The zirconium-based bulk amorphous alloy according to claim 1, wherein L is a combination of Co and Nb, a = 38, b = 14, c = 26, d = 8, and e = 12, f = 2, Zr 38 Hf 14 Cu 26 Fe 8 Al 12 (CoNb) 2 alloy can form bulk amorphous with a critical dimension of not less than 5 mm, Vickers hardness of not less than 572 Hv, plastic strain of not less than 4%, and supercooled liquid The phase zone width is not less than 64K.
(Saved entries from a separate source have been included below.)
PR #985, opened 2025-08-21
updating camp to c++17

kab163:
To avoid build warnings from Camp in Umpire builds, we need to update Camp to c++17


adayton1 (approved):

kab163:
Closing in favor of #987

PR #986, opened 2025-08-22
Fix handling of the CUDA language standard

### LINKED ISSUE #984: Fix handling of the CUDA language standard
**Describe the bug**

The CUDA language standard is hardcoded to c++17, preventing anyone from building with a newer language standard.

**To Reproduce**

The following will build the C++ code with c++20 and the CUDA code with c++17

`cmake -DENABLE_CUDA=ON -DBLT_CXX_STD=c++20 ../`

**Expected Behavior**

If I don't explicitly specify CMAKE_CUDA_STANDARD, I think it should match BLT_CXX_STD (which BLT takes care of for us under the hood, see below).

The zirconium-based bulk amorphous alloy according to claim 2, wherein the amorphous alloy a = 40, b = 14, c = 26, d = 8, e = 12, Zr 40 Hf 14 Cu 26 Fe The critical dimension of 8 Al 12 alloy capable of forming bulk amorphous is not less than 5 mm, the Vickers hardness is not less than 551 Hv, the plastic strain is not less than 5%, and the width of the supercooled liquid region is not less than 91K.
The zirconium-based bulk amorphous alloy according to claim 1, wherein the amorphous alloy: L is Ag, a = 39, b = 14, c = 26, d = 8, and e = 12, f = 1, Zr 39 Hf 14 Cu 26 Fe 8 Al 12 Ag 1 ; The alloy can form bulk amorphous with a critical dimension of not less than 5 mm, a Vickers hardness of not less than 558 Hv, a plastic strain of not less than 3%, and a supercooled liquid region width Not less than 53K.
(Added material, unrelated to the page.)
PR #995, opened 2025-09-08
Fix a communicator leak in HostMpi3SharedMemoryResource.

BradWhitlock:
I was using Umpire shared memory in Axom and I ran *valgrind* on my program and valgrind reported leaks due to arrays associated with `MPI_Win` in `HostMpi3SharedMemoryResource`. The destructor for this class contained a commented-out `MPI_Comm_free()` call as well as a *TODO* note about freeing the communicator later prior to `MPI_Finalize()`. I *assume* there was a good reason for not freeing the communicator in the destructor since it had been commented-out.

A method of preparing a zirconium-based bulk amorphous alloy according to any one of claims 1 to 5, which comprises the following steps:

Step 1. The metal raw material metal having a purity of 99.0 wt% to 99.99 wt% is converted into mass according to the atomic percentage of the expression;

Step 2. The surface of the metal raw material in the step 1 is removed, and the raw materials are washed with industrial ethanol, and weighed according to the respective required qualities;

Step 3. The metal raw materials processed in step 2 are stacked in a non-consumable vacuum electric arc furnace or a cold heading suspension furnace in the order of melting point. After the mother alloy is fully melted uniformly, the alloy is sucked and cast using vacuum suction casting equipment. Zirconium-based bulk amorphous alloy materials were obtained in water-cooled copper molds of different sizes.
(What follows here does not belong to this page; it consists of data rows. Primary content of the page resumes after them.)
Issue #1022, opened 2025-12-11
UMPIRE_ERROR macro emits 10k warnings when we compile


eherb:
**Describe the bug**

The UMPIRE_ERROR macro in the UMPIRE error-handling utilities uses the GNU extension ##__VA_ARGS__ to support calls with zero variadic arguments:

```
#define UMPIRE_ERROR(type, msg, ...) \
{ \
  type e{msg, std::string{__FILE__}, __LINE__, ##__VA_ARGS__}; \
  UMPIRE_LOG(Error, e.what()); \
  umpire::util::flush_files(); \
  throw e; \
}
```

When compiling in non-GNU or more strictly standard-conforming modes (e.g., with Clang and -Wgnu-zero-variadic-macro-arguments enabled), this triggers a large number of warnings of the form:

token pasting of ',' and VA_ARGS is a GNU extension [-Wgnu-zero-variadic-macro-arguments]

The warning arises at each call site that uses UMPIRE_ERROR with no variadic arguments. In large code bases this results in thousands of warnings, effectively obscuring other diagnostics and making it difficult to keep builds warning-clean.

**To Reproduce**

Build a code base that uses UMPIRE_ERROR(type, msg) both with and without extra arguments, for example:
```
UMPIRE_ERROR(MyErrorType, "basic error");
UMPIRE_ERROR(MyErrorType, "formatted error", some_value);
```
Compile with Clang (or another compiler that warns on GNU variadic macro extensions), using a standard-conforming language mode and default warning set. For example (Clang):

clang++ -std=c++17 -Wall -Wextra -pedantic ...

Observe warnings like:

warning: token pasting of ',' and __VA_ARGS__ is a GNU extension [-Wgnu-zero-variadic-macro-arguments]

emitted at each UMPIRE_ERROR call that omits the variadic arguments.

**Expected behavior**

UMPIRE’s public macros, including UMPIRE_ERROR, should be usable in strictly standard-conforming C++ builds without relying on GNU-specific preprocessor extensions. In particular:

Calling UMPIRE_ERROR(type, msg) (no extra args) and UMPIRE_ERROR(type, msg, extra...) (with extra args) should both compile cleanly without generating -Wgnu-zero-variadic-macro-arguments or similar diagnostics.

Downstream projects should not be required to relax language modes (e.g., switching from -std=c++17 to -std=gnu++17) or disable warnings (-Wno-gnu-zero-variadic-macro-arguments) just to use UMPIRE’s error macro.
[...]

PR #1024, opened 2025-12-12
Warnfix/herbold1/event virt destruct #1022

eherb:
Add a virtual destructor for event_store. This removes a warning on clang to prevent deletion through a base pointer. #1022


davidbeckingsale:
Merged in #1025

PR #1044, opened 2026-01-06
Address TODO Comments - Update FixedSizePool

kab163:


davidbeckingsale:
I think it would be good to see if this impacts performance in a real-world use case

kab163:
Will look in to how a double linked list would compare - with a benchmark to compare the 2 implementations (random allocation vs in order)

kab163:
We will close this for now - if needed, we can revisit later. Like comments say, we will need to benchmark this to make sure there are no unintended side-effects.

The method according to claim 6, wherein the amorphous alloy material has a critical dimension of not less than 5 mm and a Vickers hardness of more than 540 Hv.
A zirconium-based bulk amorphous alloy material prepared by the method of claim 6 is applied in the field of biomedical materials such as sophisticated medical zero devices, artificial joints, and human bones.